Having spent the best part of a week
cutting a trail through the matted, soaked undergrowth, on December 18th
he finally struck out with his posse of Pomeroon and Pemon Arekuna porters.
Even now, after so many people have Grand-Old-Duke-of-York'd up this mountain,
it's hard going. But it's difficult to imagine what unforgiving work slashing
this trail for the first time must have been like. In an expedition to
the Guyanese north face of Roraima in 1971, Adrian Warren's party cut
a trail along the mountain's upper slopes. They progressed only two miles
in six days. An assiduous amateur botanist, Im Thurn was also collecting
plant specimens as he went.
As we climbed higher, sweeps of cloud would reduce
visibility to a few yards. As quickly as they closed in, they disappeared.

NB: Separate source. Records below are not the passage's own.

PR #169, opened 2025-08-06
Electronic heat capacity with PET-MAD and PET-MAD-DOS

pfebrer:
This is an example combining PET-MAD with PET-MAD-DOS to compute the electronic heat capacity of a material.

### DIFF
--- a/examples/pet-mad-dos/pet-mad-dos.py
+++ b/examples/pet-mad-dos/pet-mad-dos.py
@@ -16,72 +16,76 @@ In the example, we will:
 """
 
 # %%
+# Import necessary libraries
+# ---------------------------
 #
-# Load PET-MAD
-# ------------
-#
+
+from collections.abc import Sequence
 
 import numpy as np
 import torch
-from pet_mad.calculator import PETMADCalculator
 
+import ase
+from ase.build import bulk
+import ase.md
+from ase.units import kB
+
+from pet_mad.calculator import PETMADCalculator, PETMADDOSCalculator
+
+import matplotlib.pyplot as plt
+
+# %%
+#
+# Load the PET-MAD models
+# -----------------------
+#
+# Here we load two models from PET-MAD:
+#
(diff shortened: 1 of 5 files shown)


examples/pet-mad-dos/pet-mad-dos.py
```diff
@@ -0,0 +1,275 @@
...
+    # and find the one that gives the correct number of electrons.
+    integrated_doses = []
+    trial_fermis = np.linspace(Ef_0 - 0.5, Ef_0 + 0.5, 100)
+    for trial_fermi in trial_fermis:
+        fd = fd_distribution(E, trial_fermi, T)
+        integrated_dos = torch.trapezoid(dos * fd, E)
+        integrated_doses.append(integrated_dos)
+
+    n_elecs_Ef = interp1d(integrated_doses, trial_fermis)
+    Ef = n_elecs_Ef(n_elec)
```
HowWeiBin, line 177:
```suggestion
    try:
        Ef = n_elecs_Ef(n_elec)
    except:
        Ef = Ef_0
        print ("Finite temperature Fermi Determination failed, defaulting to 0K Fermi level")
```

pfebrer: I think it's a bad idea to just print a warning and return something that the user has not asked for, I think the best idea is to raise an error (be it the one that is naturally raised or one with a better message) and let the user handle the situation as they wish

pfebrer: Sorry I thought this was the pet-mad repo and therefore for users to use, but anyway, I think it should just error if there is an error

pfebrer:
This is stalled right now mainly because I'm not sure that electronic heat capacity is the best tutorial to have on the PET-MAD-DOS front, I am unsure of how interesting it is

pfebrer:
There is already a pet-mad-dos recipe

When we finally emerged from the forest, the prospect below resembled
a conjured chessboard of forest and plain, sun and rain - the Enchanter
Light pondering his next move. From here, we made our way down and round
a giant boulder, before climbing again towards the roar in the distance.

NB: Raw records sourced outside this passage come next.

PR #181, opened 2025-10-22
Update FlashMD demo to use FlashMD 0.2.1

frostedoyster:
This FlashMD version contains r2SCAN models and uses the new metatomic standard outputs for positions and momenta

### DIFF
--- a/.github/workflows/docs.yml
+++ b/.github/workflows/docs.yml
@@ -58,7 +58,7 @@ jobs:
         run: python -m pip install -r requirements.txt
 
       - name: build example
-        timeout-minutes: 12
+        timeout-minutes: 60
         env:
           PIP_EXTRA_INDEX_URL: https://download.pytorch.org/whl/cpu
         run: |
--- a/.github/workflows/docs.yml
+++ b/.github/workflows/docs.yml
@@ -58,7 +58,7 @@ jobs:
         run: python -m pip install -r requirements.txt
 
       - name: build example
-        timeout-minutes: 60
+        timeout-minutes: 12
         env:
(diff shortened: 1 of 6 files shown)


.github/workflows/docs.yml
```diff
@@ -58,7 +58,7 @@ jobs:
         run: python -m pip install -r requirements.txt
 
       - name: build example
-        timeout-minutes: 12
+        timeout-minutes: 60
```
pfebrer: Not sure we want to do this, since this was a recent introduction by @Luthaf or @HaoZeke . Is it really needed?

frostedoyster: No, I'm just trying to get the example to build to see where it's taking long

pfebrer: Ah ok :+1: Can you comment this line while you do the tests (if you need to do more) https://github.com/lab-cosmo/atomistic-cookbook/blob/a9b8b017086daff85cef8ca276c0eb954ad447a5/src/get_examples.py#L17C1-L17C49 ? So that it doesn't run all the examples.

pfebrer: Also the line above that one, I didn't take into account second order effects :laughing:

frostedoyster:
All examples keep running despite the fact that I changed the timeout back (and I also followed pfebrer's advice). Closing and reopening

frostedoyster:
It's still running all the examples. I will reopen it from a different branch

pfebrer:
Yess you probably didnt see my last comment, by modifying src/get_examples.py you also trigger all runs, you just needed to comment as well the line above the one that you commented 😅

The waterfall was in full flow. Donning waterproofs for the first time,
we hugged the edge of the cliff and scurried as best we could over slimy
stone shingles under pounding waves of water.

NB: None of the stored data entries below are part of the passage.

PR #606, opened 2022-01-24
fix: UI issues from QA report

AndonMitev:
# :books:[ Linear Ticket](https://linear.app/liquality/issue/LIQ-960/the-updown-arrow-while-setting-a-gas-on-network-fee-is-not-changing) :books:


beemi (approved):
LGTM

PR #607, opened 2022-01-24
test: LIQ-990

beemi:
test: 1inch v4 quote checks / fiat values check

LIQ-990


AndonMitev (commented):
LGTM

PR #619, opened 2022-01-27
refactor: password validation

Jennievon:

[#LIQ-703](https://linear.app/liquality/issue/LIQ-703/align-pw-creation-step-in-wallet-creation-with-import-flow-and)

### DIFF
--- a/src/views/Onboarding/OnboardingPassword.vue
+++ b/src/views/Onboarding/OnboardingPassword.vue
@@ -82,11 +82,7 @@ export default {
   computed: {
     passwordMatch() {
       if (!this.password || !this.confirmPassword) return false
-      if (
-        this.password.length === this.confirmPassword.length &&
-        this.password !== this.confirmPassword
-      )
-        return true
+      if (this.password !== this.confirmPassword) return true
       return false
     },
     disableNext() {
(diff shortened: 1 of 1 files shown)


src/views/Onboarding/OnboardingPassword.vue
```diff
@@ -82,11 +82,7 @@ export default {
   computed: {
     passwordMatch() {
       if (!this.password || !this.confirmPassword) return false
-      if (
-        this.password.length === this.confirmPassword.length &&
-        this.password !== this.confirmPassword
-      )
-        return true
+      if (this.password !== this.confirmPassword) return true
```
monokh, line 85: return true? If the passwords _dont_ equal. Shouldn't `passwordMatch` return false?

Beyond the waterfall, the slope rises
more steeply, effectively becoming a gully between Roraima's dark, menacing
ramparts. Picking our way between hundreds of boulders, islands of numerous
ferns, Befaria heather and Heliamphora struggled, gradually diminishing
in size and number. Soon we'd come level with the mythical summit of the
mountain, enter, as Im Thurn put it "some strange country of nightmares
for which an appropriate and wildly fantastic landscape had been formed,
some dreadful and stormy day, when, in their mid career, the broken and
chaotic clouds had been stiffened, in a single instant, into stone."
One small step onto
a tepuy's surface is one giant leap onto another planet. It's the Earth,
but not as we know it. Stygian amphitheatres of rock surround you, carved
over millennia by relentless rains and winds. Faces and profiles, animals
and hideous creatures, "apparent caricatures of umbrellas, tortoises,
churches, cannons and of innumerable other incongruous and unexpected
objects" emerge in their strange, other-worldly shapes. The topography
dances in a funereal carnival of invention. Faint paths of rubbed-away
lighter rock provide the only bearings among the ghostly, striated rock.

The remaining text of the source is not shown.